Jeff Crowder, Washington County's road superintendent, said his department has deployed some new equipment for this storm, with crews in the field being issued devices that can detect live power lines.
"With the wet ground we've got, it won't take much weight on the tops of these trees to bring them down," Crowder said. "If the trees are down on a line and they're still charged, these monitors can detect that. That way we can notify the power companies to come out and shut the lines down before we get into them. A lot of times you think that because the lines are down they're not active and sometimes, especially at night, you don't see the lines."
Dave Parker, spokesman for the Arkansas Department of Transportation, said the state has sent extra crews and equipment to Northwest Arkansas and workers were out treating some roads with a salt brine mixture as early as Monday morning. Parker said the timing of the storm made the decision to pre-treat "a judgment call."
"We understand that with the rain some of the salt brine may wash off, but if it helps even a little bit we're ahead of the game," Parker said.
Parker said that statewide, the dividing line for areas predicted to receive snow falls along Interstate 30 through Little Rock with areas to the northwest expected to get most of the snow.
"We've got extra crews out in Russellville, they're predicting some snow in Russellville and that area," he said. "We're in Fort Smith and in both Benton and Washington counties and the Northwest Arkansas area."
Some area schools have canceled in-person classes for today. Rogers, Springdale, Fort Smith and Fayetteville schools have moved to "alternate method of instruction" days for remote teaching. School buildings will be closed. Fort Smith district officials also announced the Peak Innovation Center will move to remote classes today as well.
Haas Hall will have remote learning at its Northwest Arkansas campuses.
The Bentonville School District declared a snow day today and will make up the day on May 26.
Tips for Driving in the Snow
• Stay home. Only go out if necessary. Even if you can drive well in bad weather, it’s better to avoid taking unnecessary risks by venturing out.
• Clear all snow and ice off your vehicle. Make sure you have a clear field of view out all windows and mirrors before driving. Clean all snow and ice off your vehicle to reduce hazards for other vehicles on the road.

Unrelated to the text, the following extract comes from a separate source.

PR #561, opened 2026-05-21
feat: live inference KV cache quantization (QuaRot) and linear-attention state quantization

janhilgard:
## Summary

Two related cache-quantization features that reduce the memory footprint of Apple Silicon inference, with a focus on Qwen3.5/3.6 hybrid models. Each feature is independent and gated behind its own flag, so they can be reviewed and adopted separately. All new flags default off — fully backward compatible.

• Drive slowly. Always adjust your speed down to account for lower traction when driving on snow or ice.
• Accelerate and decelerate slowly. Apply the gas slowly to regain traction and avoid skids. Don’t try to get moving in a hurry and take time to slow down for a stoplight. Remember: It takes longer to slow down on icy roads.
• Increase your following distance to five to six seconds. This increased margin of safety will provide the longer distance needed if you have to stop.

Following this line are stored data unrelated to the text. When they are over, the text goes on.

PR #38, opened 2019-11-24
add secret for cloud provider variables when using acme

ekjuanrejon:


dduportal:
Hi @ekjuanrejon , thanks for this contribution!

Would you mind explaining the high level use case please?
I understand that you want to pass secrets as environment variables to Traefik: if this is correct,
WDYT providing the secret references to Traefik, under a `values.yaml` section named `secrets:` that would provide reference and a 2nd directive `exposeToEnv`:

```
secrets:
  - reference: a-secret-used-as-env
     exposeToEnv: true
  - reference: a-secret-not-exposed-to-env
     exposeToEnv: false
```

?
The reason is simple (if I understand correctly the use case): with Helm v2, the values of an installed chart are stored in a ConfigMap, which means that the value that you want in a secret are stored as plain text, available in the API, which you might not want :)

Instead, if you keep, as end user, responsibilities to create the secrets yourself so it's always secret, and only ask Traefik to mount these secrets, and eventually expose its, then it should solve the "end to end" secret issue, what do you think?

chrissng:
@dduportal I think what @ekjuanrejon wants to do is to make this chart work well with certificates generated and managed by cert-manager. I presume this cert is a wildcard cert of sorts.

To make this PR's feature useful, it should simple:
- allow specifying the secret name via values.yaml
- have the chart mount this secret to be used as a default cert.

Basster:
I like the idea from @dduportal, but I don't see a requirement for the `exposeToEnv` part. Is there any use-case where the referenced secret(s) should **not** be exposed to env?

My proposal:

```yaml
# values.yaml
deployment:
  # Number of pods of the deployment
  replicas: 1
  envFromSecret: <secret-name> # nil by default
```

mmatur:
Hi @ekjuanrejon,

Thanks for your contribution. 

I will close your issue because the support of secret in environment variable has been added by #101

• Know your brakes. Whether you have antilock brakes or not, keep the heel of your foot on the floor and use the ball of your foot to apply firm, steady pressure on the brake pedal.

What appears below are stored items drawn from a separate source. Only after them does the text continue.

PR #39, opened 2019-11-25
add more flexibility to dashboard ingress

ekjuanrejon:


dduportal:
Hi, thanks for this proposal! As we want to keep this helm chart as lean as possible, we thought that customizing the dashboard’s ingress route very limited, and asking end user to provide their own IngressRoute instead as soon as the « simple » reach a limit.

It looks like this is your case: you want to adapt the ingressroute to your context.

Is it ok for you if installation of the helm chart is done with dashboard enabled but dashboard.ingressroute is false, and then you can create your own ingressroute to fit your need?

The question I raise here is for discussion : the risk I see is a drift between the functionalities exposed through values.yaml, and the ingressroute features, while the proposal of « simple » let end user the freedom of whatever customization they consider necessary for them, what do you think ?

rbtr:
@dduportal not the OP, but I think the dashboard IngressRoute should have more config options and safer default values. It should at least *also* have an overridable `Host` matcher. 

I've just run in to a scenario where I had another service that's serving at `.../api`, and it has a separate IngressRoute with a unique `Host` matcher, but the Traefik dashboard has been stealing that route since the Chart does not specify a host. This has caused me some headaches until I realized this.

IMO it is better to be clear and explicit, than necessarily simple. I think the default routing should default to being too specific (like setting a default host & path matching), rather than too broad.

ldez:
The default API/dashboard IngressRoute is mainly for dev/testing.

For production, we recommend to create a more secure IngressRoute with some middlewares, TLS configuration, entrypoints, ...

rbtr:
of course, before taking this to production everything should be customized and hardened. but my example was in a dev/testing cluster (for internal-facing, vpc-private services) where i was trying to integrate traefik as a POC, and struggling with this unintuitive behavior was painful. 

hopefully that one very specific use case highlights that being a little more explicit and customizable instead of simple for the sake of being simple can result in a better experience for everyone :)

• Don’t stop if you can avoid it. There’s a big difference in the amount of inertia it takes to start moving from a full stop versus how much it takes to get moving while still rolling. If you can slow down enough to keep rolling until a traffic light changes, do it.
• Don’t power up hills. Applying extra gas on snow-covered roads will just make your wheels spin. Try to get a little inertia going before you reach the hill and let that inertia carry you to the top. As you reach the crest of the hill, reduce your speed and proceed downhill slowly.
• Don’t stop going up a hill. There’s nothing worse than trying to get moving up a hill on an icy road. Get some inertia going on a flat roadway before you take on the hill.